Group Exhibition "Le Monde Selon L’IA” (The World Through AI): A Critical Exploration

A group exhibition at the media art centre Jeu de Paume in Paris features 30 artists working with artificial intelligence.

Group Exhibition "Le Monde Selon L’IA” (The World Through AI): A Critical Exploration
Inès Sieulle, The Oasis I Deserve, 2024 © Inès Sieulle

A group exhibition at the media art centre Jeu de Paume in Paris features 30 artists working with artificial intelligence—among themHolly Herndon and Mat Dryhurst, Grégory Chatonsky, Agnieszka Kurant, Christian Marclay, Trevor Paglen, Hito Steyerl, and Sasha Stiles. 

Titled "Le Monde Selon L’IA” (The World Through AI), the show, which runs from April 11 to September 21, approaches artificial intelligence through a critical lens, taking into consideration its social and ecological dimensions. 

As the Jeu de Paume writes: “Since the late 2000s, algorithms and models have infiltrated every stratum of culture and society, economics and politics, science and military operations. 

Everywhere, their use raises multiple ethical, epistemological, political, and geopolitical questions, all the more so as they require colossal material and environmental resources.” 

In this context, images play a crucial role: the impact of AI on contemporary artistic practices and on visual culture in general is one of the most visible phenomena in an environment dominated by discrete operations, invisible processes, and black boxes. 

AI technologies are profoundly transforming the way images are taken, created, modified, disseminated, described and viewed.

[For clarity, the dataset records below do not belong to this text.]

PR #573, opened 2019-05-29
minificpp-873 Implmented.

am-c-p-p:

### For all changes:
     in the commit message?

### For code changes:

### Note:

### DIFF
--- a/extensions/windows-event-log/CollectorInitiatedSubscription.cpp
+++ b/extensions/windows-event-log/CollectorInitiatedSubscription.cpp
@@ -616,7 +616,7 @@ bool CollectorInitiatedSubscription::subscribe(const std::shared_ptr<core::Proce
     return false;
   }
 
-  lastActivityTimestamp_ = GetTickCount();
+  lastActivityTimestamp_ = GetTickCount64();
 
   return true;
 }
@@ -636,10 +636,7 @@ int CollectorInitiatedSubscription::processQueue(const std::shared_ptr<core::Pro
     }
 
     int64_t process(std::shared_ptr<io::BaseStream> stream) {
-      auto len = stream->writeData((uint8_t*)&str_[0], str_.size());
-      if (len < 0)
-        status_ = -1;
-      return len;
+      return stream->writeData((uint8_t*)&str_[0], str_.size());
     }
 
     std::string str_;
--- a/extensions/windows-event-log/CollectorInitiatedSubscription.cpp
+++ b/extensions/windows-event-log/CollectorInitiatedSubscription.cpp
@@ -22,7 +22,6 @@
 #include <vector>
 #include <queue>
 #include <map>
-#include <vector>
 #include <set>
 #include <sstream>
 #include <stdio.h>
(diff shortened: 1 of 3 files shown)


extensions/windows-event-log/CollectorInitiatedSubscription.cpp
```diff
@@ -0,0 +1,777 @@
...
+  core::PropertyBuilder::createProperty("Delivery MaxLatency Time")->
+  isRequired(true)->
+  withDefaultValue<core::DataSizeValue>("10 min")->
+  withDescription("How long, in milliseconds, the event source should wait before sending events.")->
+  build());
+
+static SupportedProperty s_heartbeatInterval(
+  core::PropertyBuilder::createProperty("Heartbeat Interval")->
+  isRequired(true)->
+  withDefaultValue<core::DataSizeValue>("10 min")->
```
phrocker: I believe this is core::TimePeriodValue for the time based ones.

extensions/windows-event-log/CollectorInitiatedSubscription.cpp
```diff
@@ -0,0 +1,777 @@
...
+  core::PropertyBuilder::createProperty("Max Delivery Items")->
+  isRequired(true)->
+  withDefaultValue<core::DataSizeValue>("1000")->
+  withDescription("Determines the maximum number of items that will forwarded from an event source for each request.")->
+  build());
+
+static SupportedProperty s_deliveryMaxLatencyTime(
+  core::PropertyBuilder::createProperty("Delivery MaxLatency Time")->
+  isRequired(true)->
+  withDefaultValue<core::DataSizeValue>("10 min")->
```
arpadboda: I think TimePeriodValidator would be more appropriate for this usecase.

extensions/windows-event-log/CollectorInitiatedSubscription.cpp
```diff
@@ -0,0 +1,777 @@
...
+
+
+CollectorInitiatedSubscription::CollectorInitiatedSubscription(const std::string& name, utils::Identifier uuid)
+  : core::Processor(name, uuid), logger_(logging::LoggerFactory<CollectorInitiatedSubscription>::getLogger()) {
+  char buff[MAX_COMPUTERNAME_LENGTH + 1];
+  DWORD size = sizeof(buff);
+  if (GetComputerName(buff, &size)) {
+    computerName_ = buff;
+  } else {
+    logWindowsError(__LINE__, "GetComputerName");
```
arpadboda: Could you add a macro to avoid repeating __LINE__ for every usage?

extensions/windows-event-log/CollectorInitiatedSubscription.cpp
```diff
@@ -0,0 +1,777 @@
...
+      return;
+    }
+  }
+
+  // Check subscription runtime status.
+  checkSubscriptionRuntimeStatus();
+
+  const auto flowFileCount = processQueue(session);
+
+  const auto now = GetTickCount();
```
arpadboda: As far as I remember gettickkount _overflows_ after a while (at about 50 days). Running on Windows servers that might be exceeded causing issues here. 
I don't care about being platform-independent here given this code is only useful on Win, but std::chrono might be a safer choice for timing. 
If you are aware of Windows-specific cons of chrono, please don't hesitate to share!

extensions/windows-event-log/CollectorInitiatedSubscription.cpp
```diff
@@ -0,0 +1,777 @@
...
+{
+  std::function<void(void)> functor_;
+public:
+  OnScopeExit(const decltype(functor_)& functor) : functor_(functor) {}
+  ~OnScopeExit() { functor_(); }
+};
+
+#define SCOPE_EXIT_CONCAT(x, y) x##y
+#define SCOPE_EXIT_UNIQUE_NAME(name, counter) SCOPE_EXIT_CONCAT(name, counter)
+#define ON_SCOPE_EXIT(f) OnScopeExit SCOPE_EXIT_UNIQUE_NAME(onScopeExit, __COUNTER__)([&]{f;})
```
phrocker: utils/ScopedGuard.h might provide this same functionality

extensions/windows-event-log/CollectorInitiatedSubscription.cpp
phrocker: Good point from Arpad. My addition: utils/TimeUtil.h provides getTimeMillis which uses chrono, so that is an option, Alex, though if that if GetTickCount64 is an option I guess.

extensions/windows-event-log/CollectorInitiatedSubscription.cpp
```diff
@@ -0,0 +1,789 @@
...
+    }
+  }
+
+  operator std::set<core::Property>() const
+  {
+    return sSupportedProperties_;
+  }
+};
+
+static SuportedProperties s_supportedProperties;
```
arpadboda: Why do we need this as a global static? 

Another concern I have here is someone configuring two of these processors. 
As all the properties are shared that's not gonna work as expected. 

In case the goal is to to have at most one of these, we should:
-Clearly state that in docs
-Avoid instantiation of a 2nd one
-Have to think over how this gonna work via C2 manifest as it should also block designing a flow that contains two of this.

extensions/windows-event-log/CollectorInitiatedSubscription.cpp
```diff
@@ -0,0 +1,789 @@
...
+  T value() {
+    return t_;
+  }
+};
+
+void SupportedProperty<std::wstring>::Init(const std::shared_ptr<core::ProcessContext>& context) {
+  std::string val;
+  context->getProperty(getName(), val);
+
+  t_ = std::wstring(val.begin(), val.end());
```
bakaid: Can we be sure that the property value is ASCII-only? If not, then this has to be replaced with a proper conversion.

extensions/windows-event-log/CollectorInitiatedSubscription.cpp
```diff
@@ -0,0 +1,789 @@
...
+};
+
+void SupportedProperty<TimeProperty>::Init(const std::shared_ptr<core::ProcessContext>& context) {
+  std::string strTime;
+  context->getProperty(getName(), strTime);
+
+  int64_t time{};
+  core::TimeUnit unit;
+  core::Property::StringToTime(strTime, time, unit);
+  core::Property::ConvertTimeUnitToMS(time, unit, time);
```
phrocker: For those that are TimePeriodValue you can do context->getProperty(MinAge.getName(), uint64_t); and the conversion will be performed for you

extensions/windows-event-log/CollectorInitiatedSubscription.cpp
```diff
@@ -0,0 +1,789 @@
...
+
+          if (!EvtRender(NULL, hEvent, EvtRenderEventXml, size, 0, &used, &propertyCount)) {
+            if (ERROR_INSUFFICIENT_BUFFER == GetLastError()) {
+              if (used > s_maxBufferSize.value()) {
+                logger->log_error("Dropping event %x because it couldn't be rendered within %ll bytes.", hEvent, s_maxBufferSize.value());
+                return 0UL;
+              }
+
+              size = used;
+              std::vector<char> buf(size);
```
bakaid: Is there a reason to use a char buffer here? I think this breaks strict aliasing rules, (accessing wchar_t* through char* would be OK, because char can alias any type, but it is not OK do it the other way).
The official example I found also uses LPWSTR: https://docs.microsoft.com/en-us/windows/desktop/wes/rendering-events, so I think this should be `std::vector<wchar_t> buf(size/2);` (or `std::vector<wchar_t> buf(size/2 + 1)`, if we think the Windows API is really stupid.)

extensions/windows-event-log/CollectorInitiatedSubscription.cpp
```diff
@@ -0,0 +1,789 @@
...
+
+#define LOG_SUBSCRIPTION_ERROR(error) logError(__LINE__, error)
+#define LOG_SUBSCRIPTION_WINDOWS_ERROR(info) logWindowsError(__LINE__, info)
+
+struct ISupportedProperty {
+  void virtual Init(const std::shared_ptr<core::ProcessContext>& context) = 0;
+};
+
+class SuportedProperties {
+  std::vector<ISupportedProperty*> vISupportedProperty_;
```
msharee9: Is this a convention followed to subscript with v for vector member variable? Just curious to know.
If it is not a convention followed it would be better to name the variable as supportedPropertyList_ etc.

extensions/windows-event-log/CollectorInitiatedSubscription.cpp
```diff
@@ -0,0 +1,789 @@
...
+ * WITHOUT WARRANTIES OR CONDITIONS OF ANY KIND, either express or implied.
+ * See the License for the specific language governing permissions and
+ * limitations under the License.
+ */
+
+#include "CollectorInitiatedSubscription.h"
+#include <vector>
+#include <queue>
+#include <map>
+#include <vector>
```
msharee9: <vector> included twice.

extensions/windows-event-log/CollectorInitiatedSubscription.cpp
```diff
@@ -0,0 +1,789 @@
...
+namespace processors {
+
+#define LOG_SUBSCRIPTION_ERROR(error) logError(__LINE__, error)
+#define LOG_SUBSCRIPTION_WINDOWS_ERROR(info) logWindowsError(__LINE__, info)
+
+struct ISupportedProperty {
+  void virtual Init(const std::shared_ptr<core::ProcessContext>& context) = 0;
+};
+
+class SuportedProperties {
```
msharee9: nitpick: SuportedProperties spelling

extensions/windows-event-log/CollectorInitiatedSubscription.cpp
```diff
@@ -0,0 +1,789 @@
...
+  std::vector<ISupportedProperty*> vISupportedProperty_;
+  std::set<core::Property> sSupportedProperties_;
```
msharee9: Since you are adding objects of derived type in this set which is declared with Base type template, there will be object slicing problem here. The derived class part of the object won't be copied.
Is it not better to use ISupportedProperty* here as well as you use for the vector.

extensions/windows-event-log/CollectorInitiatedSubscription.cpp
```diff
@@ -0,0 +1,789 @@
...
+static SuportedProperties s_supportedProperties;
+
+template <typename T>
+class SupportedProperty: public ISupportedProperty, public core::Property {
+  T t_;
+
+public:
+  template <typename ...Args>
+  SupportedProperty(const Args& ...args) : core::Property(args...) {
+    s_supportedProperties.add(*this);
```
msharee9: Please look at comment on line 57

extensions/windows-event-log/CollectorInitiatedSubscription.cpp
```diff
@@ -0,0 +1,789 @@
...
+    sSupportedProperties_.insert(t);
+  }
+
+  void init(const std::shared_ptr<core::ProcessContext>& context) {
+    for (auto pProp : vISupportedProperty_) {
+      pProp->Init(context);
+    }
+  }
+
+  operator std::set<core::Property>() const
```
msharee9: What does this function do? Can you please make a comment on top of this function. Is it doing type casting? but it is not very clear how it would be used.

msharee9: Or may be just define GetSupportedProperties function and return the set ?

extensions/windows-event-log/CollectorInitiatedSubscription.cpp
```diff
@@ -0,0 +1,789 @@
...
+  utils::ScopeGuard guard_hArray([hArray]() { EcClose(hArray); });
+
+  // Get the EventSources array size (number of elements).
+  DWORD dwEventSourceCount{};
+  if (!EcGetObjectArraySize(hArray, &dwEventSourceCount)) {
+    LOG_SUBSCRIPTION_WINDOWS_ERROR("EcGetObjectArraySize");
+    return false;
+  }
+
+  auto getArrayProperty = [this](EC_OBJECT_ARRAY_PROPERTY_HANDLE hArray, EC_SUBSCRIPTION_PROPERTY_ID propID, DWORD arrayIndex, DWORD flags, std::vector<BYTE>& buffer, PEC_VARIANT& vProperty)
```
msharee9: Is it better to have the lambda's return type specified explicitly? -> bool

extensions/windows-event-log/CollectorInitiatedSubscription.cpp
```diff
@@ -0,0 +1,789 @@
...
+  auto getStatus = [this](const std::wstring& eventSource, EC_SUBSCRIPTION_RUNTIME_STATUS_INFO_ID statusInfoID, DWORD flags, std::vector<BYTE>& buffer, PEC_VARIANT& vStatus) {
+    buffer.clear();
+    buffer.resize(sizeof(EC_VARIANT));
+    DWORD dwBufferSize{};
+    if (!EcGetSubscriptionRunTimeStatus(
+          s_subscriptionName.value().c_str(), 
+          statusInfoID, 
+          eventSource.c_str(),
+          flags,
+          (DWORD)buffer.size(),
```
msharee9: nitpick: If this is doing casting, prefer to use c++ style cast?

extensions/windows-event-log/CollectorInitiatedSubscription.cpp
```diff
@@ -0,0 +1,789 @@
...
+  };
+
+  for (DWORD i = 0; i < dwEventSourceCount; i++) {
+    std::vector<BYTE> eventSourceBuffer;
+    PEC_VARIANT vProperty = NULL;
+    if (!getArrayProperty(hArray, EcSubscriptionEventSourceAddress, i, 0, eventSourceBuffer, vProperty)) {
+      return false;
+    }
+
+    if (vProperty->Type != EcVarTypeNull && vProperty->Type != EcVarTypeString) {
```
msharee9: Are we sure vProperty will not be NULL here?

extensions/windows-event-log/CollectorInitiatedSubscription.cpp
```diff
@@ -0,0 +1,789 @@
...
+    if (!getStatus(eventSource.c_str(), EcSubscriptionRunTimeStatusActive, 0, buffer, vProperty)) {
+      return false;
+    }
+
+    if (vProperty->Type != EcVarTypeUInt32) {
+      logInvalidSubscriptionPropertyType(__LINE__, vProperty->Type);
+      return false;
+    }
+
+    auto runtimeStatus = vProperty->UInt32Val;
```
msharee9: local variable prefer const

extensions/windows-event-log/CollectorInitiatedSubscription.cpp
```diff
@@ -0,0 +1,789 @@
...
+
+    std::wstring strRuntimeStatus;
+
+    switch (vProperty->UInt32Val)
```
msharee9: Use the variable on line 427 here or we don't need that line at all.

extensions/windows-event-log/CollectorInitiatedSubscription.cpp
```diff
@@ -0,0 +1,789 @@
...
+  }
+
+  return true;
+}
+
+bool CollectorInitiatedSubscription::subscribe(const std::shared_ptr<core::ProcessContext> &context)
+{
+  logger_->log_debug("CollectorInitiatedSubscription: maxBufferSize_ %lld", s_maxBufferSize.value());
+
+  provenanceUri_ = "winlog://" + computerName_ + "/" + to_string(s_channel.value()) + "?" + to_string(s_query.value());
```
msharee9: Although this is not a big deal, I would use std::string::append here.

extensions/windows-event-log/CollectorInitiatedSubscription.cpp
```diff
@@ -0,0 +1,789 @@
...
+    MAKELANGID(LANG_NEUTRAL, SUBLANG_DEFAULT),
+    (LPTSTR)&lpMsg,
+    0, 
+    NULL);
+
+  logger_->log_error("Line %d: '%s': error %d: %s\n", line, info.c_str(), (int)error, (char *)lpMsg);
+
+  LocalFree(lpMsg);
+
+  int z = 11;
```
msharee9: Not sure why this is here.

extensions/windows-event-log/CollectorInitiatedSubscription.cpp
am-c-p-p: If `getArrayProperty` returns true, `vProperty` points to first element of `eventSourceBuffer`.

extensions/windows-event-log/CollectorInitiatedSubscription.cpp
am-c-p-p: Since it is not a big deal, will leave it as it is :-)

extensions/windows-event-log/CollectorInitiatedSubscription.cpp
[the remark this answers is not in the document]
am-c-p-p: This was fixed in last commit.

phrocker:
@msharee9 @bakaid @arpadboda I stepped away and am seeing a lot of minor comments. Are all major issues addressed so that this can move forward?

arpadboda:
> @msharee9 @bakaid @arpadboda I see some minor comments at this point. Are all major issues addressed? If so can we +1 and merge? Thanks!

@phrocker : my main concern was storing the properties as global static, so only one instance of the given processor can be instantiated without messing things up. @am-c-p-p  marked it as resolved, but nor I see related changes, neither a reply to prove me wrong (maybe I missed something), so I would prefer to have that concern of mine resolved before merging.

bakaid:
> @msharee9 @bakaid @arpadboda I see some minor comments at this point. Are all major issues addressed? If so can we +1 and merge? Thanks!
@phrocker All of my issues have been addressed, but I would also like to see the resolution of @arpadboda 's global static issue.

phrocker:
@arpadboda thanks. are you referring to this? https://github.com/apache/nifi-minifi-cpp/pull/573/files#diff-27c9e86bea7d1c8fc73b13cc6e695fe4R90 where the properties are a private member?

arpadboda:
> @arpadboda thanks. are you referring to this? https://github.com/apache/nifi-minifi-cpp/pull/573/files#diff-27c9e86bea7d1c8fc73b13cc6e695fe4R90 where the properties are a private member?

Yes, thanks, I missed that! Looks good now.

Since the 2010s, many artists have been questioning the growing influence of AI in our societies, and exploring these upheavals through a variety of media.

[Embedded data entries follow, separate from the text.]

PR #585, opened 2019-06-06
MINIFICPP-910 - Extend StringUtils with string join capability

arpadboda:

### For all changes:
     in the commit message?

### For code changes:

### Note:

### DIFF
--- a/libminifi/include/utils/StringUtils.h
+++ b/libminifi/include/utils/StringUtils.h
@@ -43,6 +43,26 @@ namespace nifi {
 namespace minifi {
 namespace utils {
 
+namespace {
+  template<class Char>
+  struct string_traits;
+  template<>
+  struct string_traits<char>{
+    template<class T>
+    static std::string convert_to_string(T&& t){
+      return std::to_string(std::forward<T>(t));
+    }
+  };
+
+  template<>
+  struct string_traits<wchar_t>{
+    template<class T>
+    static std::wstring convert_to_string(T&& t){
+      return std::to_wstring(std::forward<T>(t));
+    }
+  };
+}
+
 /**
  * Stateless String utility class.
  *
@@ -257,6 +277,71 @@ class StringUtils {
 
     return result_string;
   }
+
+  /**
+ * Concatenates strings stored in an arbitrary container using the provided separator.
+ * @tparam TChar char type of the string (char or wchar_t)
+ * @tparam U arbitrary container which has string or wstring value type
+ * @param separator that is inserted between each elements. Type should match the type of strings in container.
+ * @param container that contains the strings to be concatenated
+ * @return the result string
+ */
+  template<class TChar, class U, typename std::enable_if<std::is_same<typename U::value_type, std::basic_string<TChar>>::value>::type* = nullptr>
+  static std::basic_string<TChar> join(const std::basic_string<TChar>& separator, const U& container) {
+    typedef typename U::const_iterator ITtype;
+    ITtype it = container.cbegin();
+    std::basic_stringstream<TChar> sstream;
+    while(it != container.cend()) {
+      sstream << (*it);
+      ++it;
+      if(it != container.cend()) {
+        sstream << separator;
+      }
+    }
+    return sstream.str();
+  };
+
+  /**
+   * Just a wrapper for the above function to be able to create separator from const char* or const wchar_t*
+   */
+  template<class TChar, class U, typename std::enable_if<std::is_same<typename U::value_type, std::basic_string<TChar>>::value>::type* = nullptr>
+  static std::basic_string<TChar> join(const TChar* separator, const U& container) {
+    return join(std::basic_string<TChar>(separator), container);
+  };
+
+
+  /**
+   * Concatenates string representation of integrals stored in an arbitrary container using the provided separator.
+   * @tparam TChar char type of the string (char or wchar_t)
+   * @tparam U arbitrary container which has any integral value type
+   * @param separator that is inserted between each elements. Type of this determines the result type. (wstring separator -> wstring)
+   * @param container that contains the integrals to be concatenated
+   * @return the result string
+   */
+  template<class TChar, class U, typename std::enable_if<std::is_integral<typename U::value_type>::value>::type* = nullptr,
+      typename std::enable_if<!std::is_same<U, std::basic_string<TChar>>::value>::type* = nullptr>
+  static std::basic_string<TChar> join(const std::basic_string<TChar>& separator, const U& container) {
+    typedef typename U::const_iterator ITtype;
+    ITtype it = container.cbegin();
+    std::basic_stringstream<TChar> sstream;
+    while(it != container.cend()) {
+      sstream << string_traits<TChar>::convert_to_string(*it);
+      ++it;
+      if(it != container.cend()) {
+        sstream << separator;
+      }
+    }
+    return sstream.str();
+  }
+
+  /**
+   * Just a wrapper for the above function to be able to create separator from const char* or const wchar_t*
+   */
+  template<class TChar, class U, typename std::enable_if<std::is_integral<typename U::value_type>::value>::type* = nullptr,
+      typename std::enable_if<!std::is_same<U, std::basic_string<TChar>>::value>::type* = nullptr>
+  static std::basic_string<TChar> join(const TChar* separator, const U& container) {
+    return join(std::basic_string<TChar>(separator), container);
+  };
 
 };
 
--- a/libminifi/test/unit/StringUtilsTests.cpp
+++ b/libminifi/test/unit/StringUtilsTests.cpp
@@ -17,6 +17,7 @@
  */
 
 #include <string>
+#include <list>
 #include <vector>
 #include <cstdlib>
 #include "../TestBase.h"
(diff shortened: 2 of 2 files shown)


libminifi/src/utils/StringUtils.cpp
```diff
@@ -0,0 +1,162 @@
+/**
```
arpadboda: The content of this file is mostly moved from the header, the changes I made were to make linter happy. Some of these functions still leave space for improvement.

phrocker: hmm, can we minimize those changes? Like the idea but it seems that there is scope creep. Is there an actual motivation behind another ticket for which this is necessary? I think I'm -1 on general cleanup until the follow on release since we have so much to test in this release.

libminifi/test/unit/StringUtilsTests.cpp
```diff
@@ -17,32 +17,36 @@
...
 TEST_CASE("TestStringUtils::split3", "[test split multiple delimiter]") {
   std::vector<std::string> expected = { "hello", "world", "I'm", "a", "unit", "test" };
-  REQUIRE(expected == StringUtils::split("hello world I'm a unit test", " "));
+  REQUIRE(expected == split("hello world I'm a unit test", " "));
 }
 
 TEST_CASE("TestStringUtils::split4", "[test split classname]") {
   std::vector<std::string> expected = { "org", "apache", "nifi", "minifi", "utils", "StringUtils" };
-  REQUIRE(expected == StringUtils::split(org::apache::nifi::minifi::core::getClassName<org::apache::nifi::minifi::utils::StringUtils>(), "::"));
+  REQUIRE(expected == split("org::apache::nifi::minifi::utils::StringUtils", "::"));
```
phrocker: This allows us to inline test for a separate function, so the change seemed unnecessary.

libminifi/test/unit/StringUtilsTests.cpp
```diff
@@ -91,5 +95,19 @@ TEST_CASE("TestStringUtils::testEnv5", "[test split classname]") {
...
+TEST_CASE("TestStringUtils::testJoin", "[test string join]") {
+  std::set<std::string> strings = {"3", "2", "1"};
+  REQUIRE(join(",", strings) == "1,2,3");
+
+  std::wstring sep = L"é";
+  std::vector<std::wstring> wstrings = {L"1", L"2"};
+  REQUIRE(join(sep, wstrings) == L"1é2");
+
+  std::list<uint64_t> ulist = {1, 2};
+  REQUIRE(join(sep, ulist) == L"1é2");
```
phrocker: what purpose does join serve here? The semantics of a join seem clear to allow strings.

phrocker:
@arpadboda Another concern of mine is that this failed compilation on my RPI 32 bit in LE mode. I will try and get that info off the device.

libminifi/include/utils/StringUtils.h
```diff
@@ -46,43 +47,53 @@ namespace utils {
...
+}
+
+namespace StringUtils {
   /**
    * Converts a string to a boolean
    * Better handles mixed case.
    * @param input input string
    * @param output output string.
    */
-  static bool StringToBool(std::string input, bool &output) {
```
phrocker: As I suspected this caused issues. We're giving weak guidance to the linker. So this caused issues when running some extensions that are loaded dynamically ( where the local linking guidance causes no issues ) -- so while this isn't a bad, that must be resolved first.

libminifi/include/utils/StringUtils.h
```diff
@@ -92,172 +103,104 @@ class StringUtils {
...
+    return sstream.str();
+  };
+
+  template<class TChar, class U, typename std::enable_if<std::is_same<typename U::value_type, std::basic_string<TChar>>::value>::type* = nullptr>
+  std::basic_string<TChar> join(const TChar* separator, const U& container) {
+    return join(std::basic_string<TChar>(separator), container);
+  };
+
+
+  template<class TChar, class U, typename std::enable_if<std::is_integral<typename U::value_type>::value>::type* = nullptr,
```
phrocker: This needs to be well documented as what we are doing. The contract here allows for joining, but that doesn't come through with the name or the way this is written, so I think very explanatory comments need to indicate what is done in every case.

libminifi/src/utils/StringUtils.cpp
```diff
@@ -0,0 +1,162 @@
...
+    });
+
+    for (const auto &replacement : replacements) {
+      result_string = source_string.replace(replacement.first, replacement.second.first, replacement.second.second);
+    }
+
+    return result_string;
+  }
+
+  bool StringToFloat(std::string input, float &output, FailurePolicy cp) {  // NOLINT
```
phrocker: As a project we historically do not use NOLINT unless in test code.

libminifi/test/unit/StringUtilsTests.cpp
```diff
@@ -91,5 +95,19 @@ TEST_CASE("TestStringUtils::testEnv5", "[test split classname]") {
 
   std::string expected = "hello world ";
 
-  REQUIRE(expected == StringUtils::replaceEnvironmentVariables(test_string));
+  REQUIRE(expected == replaceEnvironmentVariables(test_string));
+}
+
+TEST_CASE("TestStringUtils::testJoin", "[test string join]") {
+  std::set<std::string> strings = {"3", "2", "1"};
+  REQUIRE(join(",", strings) == "1,2,3");
```
phrocker: tests for empty empty sets, and empty delimiters would be nice here, too.

libminifi/src/utils/StringUtils.cpp
phrocker: quite nice.

libminifi/src/utils/StringUtils.cpp
arpadboda: Yes it was, just in the header, where linter didn't catch this.

libminifi/test/unit/StringUtilsTests.cpp
arpadboda: That's true, but it basically it wasn't a nice idea to add a bunch of util function to a class instead of a namespace. 

I agree that this is a useful test, I will find another class and use split on the name of that.

libminifi/test/unit/StringUtilsTests.cpp
arpadboda: Good idea, thanks, will add!

libminifi/include/utils/StringUtils.h
```diff
@@ -92,172 +103,104 @@ class StringUtils {
...
+      typename std::enable_if<!std::is_same<U, std::basic_string<TChar>>::value>::type* = nullptr>
+  std::basic_string<TChar> join(const std::basic_string<TChar>& separator, const U& container) {
+    typedef typename U::const_iterator ITtype;
+    ITtype it = container.cbegin();
+    std::basic_stringstream<TChar> sstream;
+    while(it != container.cend()) {
+      sstream << string_traits<TChar>::convert_to_string(*it);
```
phrocker: Some good comments, thanks. So I have a better understanding ( and now that I'm not watching a movie trying to review this from my phone ), why not allow the stringstream to do the conversion? It's, in my compiler impls, faster. I agree that to_string can be cleaner for simple or single conversions, but you are already using a stream. Other implementations of join I've seen for strings in c++ typically use iterators and then a stream and concat. What was the impetus for the inline conversion?

arpadboda: For eg. uint8_t. 
Which is handled as char, so given the following:
```
std::list<uint_8t> l = { 10, 11 }
```
Using operator<< a new line and a tabulator would be printed instead of the numbers, while to_string properly converts them to string representation of the given number.

phrocker: This seems to enforce a semantic. I think basic stringstream assumes character if it is one. In that case, I don't see the need for the complexity as you could have one function that assumes what streamstream does and an overload that allows uint8_t to be interpreted with to_string. Two functions, much simpler and cleaner. Removing the rest of the changes will alleviate any linker issues.

arpadboda: That could help removing the two template structs that provide convert_to_string methods, the price would be two different template specialisations (one for char and uint8_t, the other is wchar_t and uint8_t), so it can be done, but not sure if that makes it any simpler. 

The rest of the changes are coming from the fact that the this was a class, which cannot be extended with template functions. 
Changing to namespace means that the linkage changes, which naturally need to be verified on all platforms, but it cannot be avoided.

phrocker: Why would you need specializations for "*char" ? So that they can be dealt with as numerics? 

Can't have templates in classes???

arpadboda: char: the specialisation is needed for string (aka std::basic_string<char>) and wstring (aka std::basic_string<wchar_t>). The latter one is especially needed as are to support Windows. 

Templates in classes: they are basically allowed, but full specialisation is not (https://en.cppreference.com/w/cpp/language/member_template), so it would fail any way: nor I can specialise the function for uint8_t, neither can add the current "convert_to_string" functions.

phrocker: I'm sorry I don't follow why that's absolutely necessary . We should have a discussion of what the differences are in a different format as I'm still -1 on this change even without the arm failures ( down to only two devices after an OS upgrade ).

arpadboda: Reduced the impact by keeping the class (will add a follow-up), should be good now.

arpadboda:
@phrocker : thanks, usage will come soon! :)

phrocker:
@arpadboda I hope to get this merged tomorrow. One of the builds passed, but the others are working on higher priority PRs.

To organize the group show, the curators differentiate between two themes, analytical AI, for example as used in predictive policing or facial recognition software, and generative models, used for creating new texts and visuals from existing databases. 

In a series of “time capsules” - showcases distributed throughout the exhibition spaces - historical precursors of automation, computational processes and communication (with technical devices, photographs and diagrams) are juxtaposed with contemporary AI models and images.